Revenues, investments and rates of return are also on the increase. A 2022 report targeting 55 markets and just under 2,000 DCs shows that Hyperscale cloud providers had revenues amounting to almost 125 billion dollars, 50 percent going to U.S. companies alone. A 2022 survey of DC providers indicates that total investment doubled in one year, reaching a peak of almost 60 billion dollars. At the same time, internal rates of return increased an average of 50 percent over the same period. Again, the pandemic-triggered data tsunami is clearly at work here. DC power capacity is a crucial indicator to attract new investors to the sector. The Washington D.C./Virginia Hyperscale DC market, comprising many centers, is at the top of the list with a capacity of almost 1,700 megawatts. It is expected to accelerate its growth shortly.
So What Else is New?
The above DC overview shockingly resembles the inner workings of traditional industry and manufacturing. Most of the traits and trends associated with the latter are part and parcel of the former. Agreed, DCs are a far cry from the cotton factories typical of the first Industrial Revolutions. Undoubtedly, they are much more sophisticated, in the same league as modern manufacturing enterprises. However, one of the most significant differences emerges when we look at the distribution sphere of DCs. Their final output does not require any traditional transportation means. We do not hear the noise of trucks and trains loaded with containers full of commodities desperately seeking markets to be sold to anxious customers around the world as soon as possible. Here, what happens in DCs, stays in DCs.

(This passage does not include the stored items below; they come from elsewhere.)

PR #1079, opened 2026-07-10
Add site.tags support

### LINKED ISSUE #964: Add site.tags support to roq-tagging
I spotted this gap when converting quarkus.io to Roq.

  Goal: Make site.tags work like Jekyll by aggregating tags across all collections.

  Implementation:

  1. Create extension method in roq-plugin-tagging:

 ```
 // roq-plugin/tagging/runtime/src/main/java/io/quarkiverse/roq/plugin/tagging/RoqTaggingTemplateExtension.java

  @TemplateExtension
  public class RoqTaggingTemplateExtension {

      // Existing method
      public static List<TagCount> tagsCount(RoqCollection collection) {
          // ... existing implementation
      }

      // NEW: Add site.tags support (Jekyll compatibility)
      public static Map<String, List<Page>> tags(Site site) {
          // Aggregate tags across ALL collections
          Map<String, List<Page>> allTags = new LinkedHashMap<>();

          for (RoqCollection collection : site.collections().values()) {
              // For each collection, get its documents
              for (NormalPage page : collection.pages()) {
                  // Extract tags from page frontmatter
                  Object tagsObj = page.data().get("tags");
                  List<String> tags = extractTags(tagsObj);

                  for (String tag : tags) {
                      allTags.computeIfAbsent(tag, k -> new ArrayList<>()).add(page);
                  }
              }
          }
  
          return allTags;
      }

      private static List<String> extractTags(Object tagsObj) {
          if (tagsObj == null) return Collections.emptyList();
          if (tagsObj instanceof List) {
              return ((List<?>) tagsObj).stream()
                  .map(Object::toString)
                  .collect(Collectors.toList());
          }
          if (tagsObj instanceof String) {
              // Handle comma-separated tags
              return Arrays.asList(((String) tagsObj).split("\\s*,\\s*"));
          }
          return Collections.emptyList();
      }
  }
```

  2. Usage in templates:

```
  {! Jekyll-compatible tag listing !}
  {#let tag_words=site.tags.sort}
  {#for entry in tag_words}
    {#let tag=entry.key}
    {#let posts=entry.value}
    <a href="/blog/tag/{=tag.toLowerCase}">{=tag}</a> ({=posts.size})
    {/let}{/let}
  {/for}
  {/let}
```

When this is done, `makeSiteTagsLenient()` can be removed from the Liquid converter.

  Pros:
  - Full Jekyll compatibility
  - No manual migration needed
  - Works across all Roq sites using tagging plugin

  Cons:
  - Aggregates ALL collections (could be expensive on large sites)
  - Adds API surface to maintain
  - May not match how Roq's collection-first model should work

### PR DESCRIPTION
**Pull request by holly-cummins**
Resolves #964

### DIFF
--- a/roq-plugin/tagging/runtime/src/main/java/io/quarkiverse/roq/plugin/tagging/RoqTaggingTemplateExtension.java
+++ b/roq-plugin/tagging/runtime/src/main/java/io/quarkiverse/roq/plugin/tagging/RoqTaggingTemplateExtension.java
@@ -3,10 +3,20 @@ package io.quarkiverse.roq.plugin.tagging;
 import static java.util.stream.Collectors.counting;
 import static java.util.stream.Collectors.groupingBy;
 
+import java.util.ArrayList;
+import java.util.Arrays;
+import java.util.LinkedHashMap;
 import java.util.List;
+import java.util.Map;
+import java.util.Objects;
+import java.util.stream.Collectors;
 
+import io.quarkiverse.roq.frontmatter.runtime.RoqTemplateExtension;
+import io.quarkiverse.roq.frontmatter.runtime.model.Page;
 import io.quarkiverse.roq.frontmatter.runtime.model.RoqCollection;
+import io.quarkiverse.roq.frontmatter.runtime.model.Site;
 import io.quarkus.qute.TemplateExtension;
+import io.vertx.core.json.JsonArray;
 
 @TemplateExtension
 public class RoqTaggingTemplateExtension {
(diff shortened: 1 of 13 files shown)

### CODE REVIEW

**Comment by holly-cummins** [comment]
I've updated this to be both shorter, and handle spaces correctly. Good spot, thanks @ia3andy!

Sadly, in extending the testing, I tripped over #1086, so I've had to disable one of the tests.

File: roq-plugin/tagging/runtime/src/main/java/io/quarkiverse/roq/plugin/tagging/RoqTaggingTemplateExtension.java [hunk 1]
```diff
@@ -42,4 +47,41 @@ public static List<TagCount> tagsCount(RoqCollection collection) {
...
+     * Tag: {entry.key} has {entry.value.size} pages
+     * {/for}
+     *
+     * Or with sorting:
+     * {#let tag_words=site.tags.entrySet.sort('key')}
+     * {#for entry in tag_words}
+     * <a href="/blog/tag/{entry.key}">{entry.key}</a> ({entry.value.size})
+     * {/for}
+     * {/let}
+     *
```
jtama, line 66: I feel this should be in the documentation rather than the Javadoc.

roq-plugin/tagging/runtime/src/main/java/io/quarkiverse/roq/plugin/tagging/RoqTaggingTemplateExtension.java
```diff
@@ -42,4 +47,41 @@ public static List<TagCount> tagsCount(RoqCollection collection) {
...
+     * @param site the Roq site
+     * @return a map of tag names to lists of pages with that tag
+     */
+    public static Map<String, List<Page>> tags(Site site) {
+        if (site == null) {
+            return Map.of();
+        }
+
+        Map<String, List<Page>> tagMap = new LinkedHashMap<>();
```
jtama, line 76: Out of curiosity: Why a LinkedHashMap ? Is there any reason to keep track of the tag order ?

roq-plugin/tagging/runtime/src/main/java/io/quarkiverse/roq/plugin/tagging/RoqTaggingTemplateExtension.java
holly-cummins: That's a good point, will move it.

roq-plugin/tagging/runtime/src/main/java/io/quarkiverse/roq/plugin/tagging/RoqTaggingTemplateExtension.java
holly-cummins: Good question. I guess they'd usually be sorted when they're rendered, but that would usually be explicitly done by the consuming code. I know (from digging into #1086) that `allPages` does not have a deterministic order, and I guess if that's the case, there's no reason for the consumers of it to be fussy about order. Will update.

holly-cummins: Although actually, this got pulled into `main` with #1086, so after rebasing, this PR will be empty! I'll just use it for these two updates.

holly-cummins: On discussion with @ia3andy, his preference is that things should be ordered where possible, and order preserved. What came out of site allTags wasn't ordered, which made the LinkedHashMap a bit useless, so I've gone the other way and kept the linked map, but made sure allTags is ordered. This PR is a bit of a mess so I'll close it, and those changes can be a clearer diff in https://github.com/quarkiverse/quarkus-roq/pull/1088.

holly-cummins:
Closing as merged in #1086.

In fact, customers are the ones doing the “walking” via high-speed telecom infrastructure that allows them to enter the digital domain, the wonderfully wild world of Cyberspace. DCs are the gateways to the digital realm and, unlike other industries, users do not need to spend any time choosing which DC they need to access. In fact, they might not even know DCs are doing most of the heavy lifting. Here, the so-called Platforms appear to them as the primary intermediaries, the actual entry points to Cyberspace. But in all cases, the cloud is a factory.
Perhaps more shocking is that pundits and many researchers tend to ignore the “materiality” of DCs. It probably started in the late 1990s when Negroponte published his best-selling book. I do agree with the research that argues he got it all wrong. Being a bit more generous, one could say he got it half right, at best. On the other hand, many academic papers attempting to determine the impact of digital technologies on the environment use the number of Internet or mobile phone users as critical indicators. And from there, they run their sophisticated econometric models to make their point, for or against. If we had to choose one indicator, the most relevant would probably be the amount of data users use and generate over time. Indeed, people can be connected to the Internet but, given access costs and broadband limitations, might use or create small amounts of data stored in one of the eight thousand-plus DCs.
Any assessment of the impact of digital technologies on the environment must factor in the relatively simple production process that converts keystrokes, clicks, images and sound into digital data. Anything else is just analog noise.